- [What the exercise asks] From the listing below, return every line with the string "that" in it.

- [Information provided]
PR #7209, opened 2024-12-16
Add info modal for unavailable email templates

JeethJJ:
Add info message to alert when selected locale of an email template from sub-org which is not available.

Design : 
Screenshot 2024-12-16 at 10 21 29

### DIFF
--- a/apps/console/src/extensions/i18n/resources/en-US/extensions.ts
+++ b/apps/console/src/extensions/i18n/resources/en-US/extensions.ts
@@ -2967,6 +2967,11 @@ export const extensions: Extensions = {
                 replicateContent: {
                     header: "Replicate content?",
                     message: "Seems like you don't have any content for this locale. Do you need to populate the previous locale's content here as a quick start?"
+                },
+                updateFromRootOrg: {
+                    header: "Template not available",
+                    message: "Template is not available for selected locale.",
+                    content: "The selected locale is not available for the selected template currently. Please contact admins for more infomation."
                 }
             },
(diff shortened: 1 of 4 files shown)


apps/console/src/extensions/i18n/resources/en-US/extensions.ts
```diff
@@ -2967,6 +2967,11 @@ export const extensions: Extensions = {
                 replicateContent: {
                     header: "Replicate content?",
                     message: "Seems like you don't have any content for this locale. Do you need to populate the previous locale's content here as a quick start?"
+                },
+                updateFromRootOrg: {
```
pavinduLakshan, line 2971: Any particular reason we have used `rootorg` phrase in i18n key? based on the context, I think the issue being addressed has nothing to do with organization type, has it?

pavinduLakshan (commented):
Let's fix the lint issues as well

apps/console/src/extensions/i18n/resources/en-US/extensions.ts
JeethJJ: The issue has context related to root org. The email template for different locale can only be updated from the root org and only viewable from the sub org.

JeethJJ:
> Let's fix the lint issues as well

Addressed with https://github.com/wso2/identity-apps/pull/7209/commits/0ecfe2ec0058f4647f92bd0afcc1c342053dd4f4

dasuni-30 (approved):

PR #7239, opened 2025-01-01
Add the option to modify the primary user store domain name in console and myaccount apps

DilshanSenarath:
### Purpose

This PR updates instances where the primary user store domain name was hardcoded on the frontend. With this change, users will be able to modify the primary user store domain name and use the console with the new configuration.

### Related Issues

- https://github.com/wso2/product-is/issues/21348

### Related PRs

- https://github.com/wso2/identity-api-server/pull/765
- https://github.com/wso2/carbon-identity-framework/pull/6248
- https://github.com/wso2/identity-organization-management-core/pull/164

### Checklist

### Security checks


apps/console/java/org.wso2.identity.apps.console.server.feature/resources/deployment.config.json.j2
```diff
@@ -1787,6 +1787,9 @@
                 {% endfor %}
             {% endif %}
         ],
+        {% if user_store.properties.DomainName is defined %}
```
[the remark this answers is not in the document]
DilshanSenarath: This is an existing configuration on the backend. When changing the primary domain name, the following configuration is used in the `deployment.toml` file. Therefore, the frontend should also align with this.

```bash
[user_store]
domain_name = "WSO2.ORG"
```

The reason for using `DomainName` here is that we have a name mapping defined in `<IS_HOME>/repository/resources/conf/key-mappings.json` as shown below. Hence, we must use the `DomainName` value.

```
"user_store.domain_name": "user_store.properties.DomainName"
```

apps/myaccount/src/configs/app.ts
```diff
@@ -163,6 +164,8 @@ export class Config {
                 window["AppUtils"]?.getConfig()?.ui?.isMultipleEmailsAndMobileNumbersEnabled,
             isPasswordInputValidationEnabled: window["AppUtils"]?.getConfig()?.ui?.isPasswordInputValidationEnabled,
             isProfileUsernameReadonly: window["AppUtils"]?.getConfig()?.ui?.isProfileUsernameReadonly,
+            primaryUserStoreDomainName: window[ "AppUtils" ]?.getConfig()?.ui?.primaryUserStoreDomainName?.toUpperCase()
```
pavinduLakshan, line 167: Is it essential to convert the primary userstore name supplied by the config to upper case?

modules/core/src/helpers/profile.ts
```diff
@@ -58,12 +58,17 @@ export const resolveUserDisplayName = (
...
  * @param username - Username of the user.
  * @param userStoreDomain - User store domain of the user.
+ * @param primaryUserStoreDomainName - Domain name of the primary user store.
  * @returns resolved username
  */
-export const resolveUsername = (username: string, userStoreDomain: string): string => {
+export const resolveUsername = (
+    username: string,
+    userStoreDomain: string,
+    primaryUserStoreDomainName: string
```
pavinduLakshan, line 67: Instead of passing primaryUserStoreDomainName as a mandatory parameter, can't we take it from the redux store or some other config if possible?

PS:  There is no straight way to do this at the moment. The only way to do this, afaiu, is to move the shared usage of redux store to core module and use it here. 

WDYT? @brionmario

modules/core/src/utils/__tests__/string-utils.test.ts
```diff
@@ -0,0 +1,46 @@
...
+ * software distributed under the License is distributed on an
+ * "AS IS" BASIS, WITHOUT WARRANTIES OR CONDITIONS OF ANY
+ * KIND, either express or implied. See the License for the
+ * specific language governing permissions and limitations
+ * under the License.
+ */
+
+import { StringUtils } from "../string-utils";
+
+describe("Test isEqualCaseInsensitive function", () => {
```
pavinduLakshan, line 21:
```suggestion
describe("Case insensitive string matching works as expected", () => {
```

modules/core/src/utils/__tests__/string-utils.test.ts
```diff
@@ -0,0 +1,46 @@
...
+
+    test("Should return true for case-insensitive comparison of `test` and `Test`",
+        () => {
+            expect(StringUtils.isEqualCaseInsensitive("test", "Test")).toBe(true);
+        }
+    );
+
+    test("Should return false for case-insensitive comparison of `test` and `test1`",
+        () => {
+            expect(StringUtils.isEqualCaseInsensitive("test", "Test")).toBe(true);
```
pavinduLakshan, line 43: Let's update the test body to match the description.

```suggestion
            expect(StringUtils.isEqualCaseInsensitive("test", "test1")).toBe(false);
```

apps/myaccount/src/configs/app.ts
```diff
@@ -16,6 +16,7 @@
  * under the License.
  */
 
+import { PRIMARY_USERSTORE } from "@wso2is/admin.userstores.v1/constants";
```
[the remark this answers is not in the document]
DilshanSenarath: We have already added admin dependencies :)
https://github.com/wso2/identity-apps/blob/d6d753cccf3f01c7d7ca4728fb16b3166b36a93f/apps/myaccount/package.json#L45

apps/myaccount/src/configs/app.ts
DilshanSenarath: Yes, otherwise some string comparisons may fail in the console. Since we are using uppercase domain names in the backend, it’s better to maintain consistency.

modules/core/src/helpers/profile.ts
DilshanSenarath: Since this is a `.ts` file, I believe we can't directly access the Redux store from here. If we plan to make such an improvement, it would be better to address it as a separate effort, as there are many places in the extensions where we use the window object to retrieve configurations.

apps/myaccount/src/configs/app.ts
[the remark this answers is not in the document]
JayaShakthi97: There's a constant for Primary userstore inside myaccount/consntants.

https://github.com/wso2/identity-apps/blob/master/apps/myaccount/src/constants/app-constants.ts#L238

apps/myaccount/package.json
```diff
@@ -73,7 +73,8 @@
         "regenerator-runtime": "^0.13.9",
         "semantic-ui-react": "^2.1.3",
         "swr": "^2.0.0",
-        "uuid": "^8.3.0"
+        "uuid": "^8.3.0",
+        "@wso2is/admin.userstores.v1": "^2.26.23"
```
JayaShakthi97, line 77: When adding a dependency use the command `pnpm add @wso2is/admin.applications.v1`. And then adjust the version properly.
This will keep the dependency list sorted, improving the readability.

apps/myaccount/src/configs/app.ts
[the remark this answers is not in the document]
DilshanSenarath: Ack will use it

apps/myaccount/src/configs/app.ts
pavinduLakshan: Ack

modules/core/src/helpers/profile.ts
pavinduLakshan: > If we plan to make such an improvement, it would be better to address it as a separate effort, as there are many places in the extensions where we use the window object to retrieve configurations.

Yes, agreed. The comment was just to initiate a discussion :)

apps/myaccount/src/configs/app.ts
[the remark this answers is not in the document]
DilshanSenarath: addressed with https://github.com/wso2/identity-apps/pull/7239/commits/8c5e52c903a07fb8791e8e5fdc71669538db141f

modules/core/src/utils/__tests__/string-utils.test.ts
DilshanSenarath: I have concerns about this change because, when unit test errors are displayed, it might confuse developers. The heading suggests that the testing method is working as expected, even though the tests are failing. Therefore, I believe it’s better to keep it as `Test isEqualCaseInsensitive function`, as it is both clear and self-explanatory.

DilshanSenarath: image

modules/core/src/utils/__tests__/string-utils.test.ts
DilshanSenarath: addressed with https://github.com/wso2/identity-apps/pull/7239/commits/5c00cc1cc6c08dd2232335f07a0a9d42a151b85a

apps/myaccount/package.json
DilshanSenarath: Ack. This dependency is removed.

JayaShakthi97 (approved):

- [Exercise solution]
The reason for using `DomainName` here is that we have a name mapping defined in `<IS_HOME>/repository/resources/conf/key-mappings.json` as shown below. Hence, we must use the `DomainName` value.
DilshanSenarath: I have concerns about this change because, when unit test errors are displayed, it might confuse developers. The heading suggests that the testing method is working as expected, even though the tests are failing. Therefore, I believe it’s better to keep it as `Test isEqualCaseInsensitive function`, as it is both clear and self-explanatory.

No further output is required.